ベルト捻転装置の省スペース化により、急曲部のある標準的な断面積のトンネルへ連続ベルコンを適用することが可能になりました。斜坑と本坑内を連続したベルトコンベヤーで結ぶことで、土砂搬出作業の効率化が図られます。これにより坑内を往来するダンプトラックを大幅に削減できるため、坑内の作業環境と安全性も向上します。
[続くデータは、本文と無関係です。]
PR #2250, opened 2026-06-11
[Retry] Allow infantry to perform type conversion when deploying and undeploying

DeathFishAtEase:
Reimplement #2239.
- Used a more performant method
- The execution timing of convert was changed from the start of Sequence to after its end

Retry  Convert (Un)deploy

*E1↔GGI, YURI↔YURIPR, E2↔BORIS*


Coronia:
The performance cost is now resolved
image

TaranDahl (approved):
@Starkku Going to merge this in 24h if you have no further instructions.

Starkku (approved):
Looks correct to me.

PR #2253, opened 2026-06-13
Allow customizing whether the creation of shrapnel weapon is controlled by the new target check on the warhead of the parent weapon

DeathFishAtEase:
During testing of #2237, it was found that warhead effect checks such as `AffectsBelowPercent` affect the triggering of shrapnel weapons, so I added this switch.

Old

*`AffectsBelowPercent=.5`*

New

*`AffectsBelowPercent=.5` & `Shrapnel.ObeyWarheadTriggerConditions=false`*

---

`Shrapnel.ObeyWarheadTriggerConditions` can be used to determine whether to use [Customizable Warhead trigger conditions](https://phobos.readthedocs.io/en/latest/Fixed-or-Improved-Logics.html#customizable-warhead-trigger-conditions) and #2237 when hitting units to decide if it triggers.

```ini
[CombatDamage]
Shrapnel.ObeyWarheadTriggerConditions=true  ; boolean

[SOMEPROJECTILE]                            ; Projectile
Shrapnel.ObeyWarheadTriggerConditions=      ; boolean, defaults to [CombatDamage] -> Shrapnel.ObeyWarheadTriggerConditions
```


NetsuNegi (approved):

TaranDahl:
I don't have time right now. Remind me to review this in a few days.

TaranDahl (approved):

docs/Fixed-or-Improved-Logics.md
```diff
@@ -1434,17 +1434,20 @@ BallisticScatter.Max= ; floating point value, distance in cells
...
 [CombatDamage]
 Shrapnel.IgnoreHitBuildings=false  ; boolean
+Shrapnel.UseNewWarheadChecks=true  ; boolean
 
 [SOMEPROJECTILE]                   ; Projectile
 Shrapnel.AffectsGround=false       ; boolean
 Shrapnel.AffectsBuildings=false    ; boolean
 Shrapnel.UseWeaponTargeting=false  ; boolean
 Shrapnel.IgnoreHitBuildings=       ; boolean
+Shrapnel.UseNewWarheadChecks=      ; boolean, defaults to [CombatDamage] -> Shrapnel.UseNewWarheadChecks
```
Thrifinesma: Compared to `New`, I would recommend using `Weapon` or `Sharpnel`. `Weapon` is consistent with existing tags, while `Sharpnel` has a clearer meaning but may make the tags look somewhat repetitive.

DeathFishAtEase: For consistency, I used function names as statement names when they basically describe the behavior. `New` is hard to omit because it specifically refers to the 4 new checks added by Phobos. Actually, I would prefer to use `CreateObeyWarheadChecks`, but it's a bit too long.

DeathFishAtEase: Also, the four items such as `AffectsBelowPercent` are checks on the warhead, not checks on the weapon. Checks on the weapon affect target selection, not whether it can hit and create shrapnel weapon.

Thrifinesma (approved):

PR #2254, opened 2026-06-14
Customize `Tiled` drawing interval and centering

DeathFishAtEase:
- In vanilla, the drawing interval of an animation with `Tiled=yes` is determined by the height of the rectangle formed by the non-transparent pixels of the first frame in the Shape resource file. Now you can customize it.
  - If `Tiled.Interval` is greater than `0`, the specified value is used; otherwise, the default rule applies.
  - `Tiled.AlignToCenter` can be used to change the alignment of the Shape resource file coordinates from the bottom center to the canvas center for the Animation entity's center.

In `artmd.ini`:
```ini
[SOMEANIM]                 ; AnimationType, with Tiled=yes
Tiled.Interval=0           ; integer, pixels
Tiled.AlignToCenter=false  ; boolean
```

---
Vanilla default behavior:
image

**Now:**

https://github.com/user-attachments/assets/eb775be2-db69-4ec7-9923-ed459af97987

(Of course, it could also be done before having this feature, but it would be much more cumbersome :P)


NetsuNegi (approved):

CREDITS.md
```diff
@@ -795,7 +795,7 @@ This page lists all the individual contributions to the project by their author.
 - **E1 Elite** - TileSet 255 and above bridge repair fix
 - **AutoGavy** - interceptor logic, Warhead critical hit logic
 - **Chasheen (Chasheenburg)** - CN docs help for Build#24
-- **Noble Fish** - some minor improvements and fixes, established Community Chinese docs, took over and completely rewrite the Official Chinese docs during Build#46, Dehardcode of parasites unlimboing after killing naval targets
+- **Noble Fish** - some minor improvements and fixes, established Community Chinese docs, took over and completely rewrite the Official Chinese docs during Build#46, Dehardcode of parasites unlimboing after killing naval targets, Customize the drawing interval for `Tiled`
```
TaranDahl: Formation issue

TaranDahl (approved):

src/Ext/Anim/Hooks.cpp
```diff
@@ -370,6 +370,39 @@ DEFINE_HOOK(0x4236F0, AnimClass_DrawIt_Tiled_Palette, 0x6)
...
+	R->ECX(*pValue);
+	return 0x423659;
+}
+
+DEFINE_HOOK(0x423660, AnimClass_DrawIt_Tiled_Center, 0x7)
+{
+	GET(AnimClass*, pThis, ESI);
+	GET(int, height, EAX); 
+	GET(int*, pVtable, ESI);
+	R->EDX(*pVtable);
```
NetsuNegi: should use `VTable::Get()` to get virtual table

NetsuNegi (approved):

PR #2257, opened 2026-06-16
Customize whether technos with `Locomotor=Fly` wobble

DeathFishAtEase:
- In vanilla, if technos use `Locomotor=Fly` and do not have `IsDropship=true`, they will have a hardcoded wobble effect. However, using `IsDropship=true` also introduces a series of hardcoded behaviors associated with it. Now, you can customize whether to disable this behavior, and it can also be used to enable this behavior for technos with `IsDropship=true`.
  - If not defined, the original behavior is used by default.

In `rulesmd.ini`:
```ini
[AudioVisual]
FlyNoWobbles=  ; boolean

[SOMETECHNO]   ; TechnoType with Locomotor=Fly
FlyNoWobbles=  ; boolean, defaults to [AudioVisual] -> FlyNoWobbles
```

---

Wobble

*FlyLocomotorVehicle*

NoWobble

*FlyLocomotorVehicle with `FlyNoWobbles=true`*

### DIFF
--- a/src/Ext/Techno/Hooks.cpp
+++ b/src/Ext/Techno/Hooks.cpp
@@ -2065,29 +2065,15 @@ DEFINE_HOOK(0x70AFEF, TechnoClass_UpdateSight_DynamicSight2, 0x6)
 
 #pragma endregion
 
-DEFINE_HOOK(0x4CF8B1, FlyNoWobbles, 0x6)
+DEFINE_HOOK(0x4CF8B1, FlyLocomotionClass_Draw_Point_NoWobbles, 0x6)
 {
-	enum { Continue = 0x4CF8B7 };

コンクリート打設後のフォームを自立させた状態で、その内側を小さく折り畳んだ別のフォームがくぐり抜ける「テレスコピック方式」の採用により、後方で養生しながら前方で次の打設作業を進めることができます。2組のフォームを用いることで、打設サイクルを変えずに長期養生を可能としました。これにより、コンクリート強度を増進させ、覆工コンクリートの長期的な品質を向上させます。

平成27年1月撮影、中日本高速道路提供

生産性を向上させるフルプレキャスト技術 LRV工法

LRV工法は、これまで現地で建設していた鉄筋コンクリート構造物を、品質管理の行き届いた工場で各部材毎に製作し、特殊な接合方法で組み立てる技術です。部材の鉛直移動(V工法)と水平移動(H工法)を巧みに組み合わせることで、これまで高層建築に多くの実績を有しています。今回、LRV工法を水平に長い鉄道高架橋に適用する技術を開発しました。LRV工法によって、品質向上・工期短縮・建設時の環境負荷低減が期待されます。
※LRV工法(Left Right Vertical Installation PCa Method)

鉄道高架橋の超短期施工を実現
LRビーム(三田) オフィス+集合住宅:47階(虎ノ門)
集合住宅:36階(三田) 集合住宅:28階(大崎) 集合住宅:38階(市谷)

LRV工法はこれまでに、50階超の集合住宅やオフィスビル、免震・制振建物、低騒音低振動な耐震補強など、35棟の多様な建築に適用されてきました。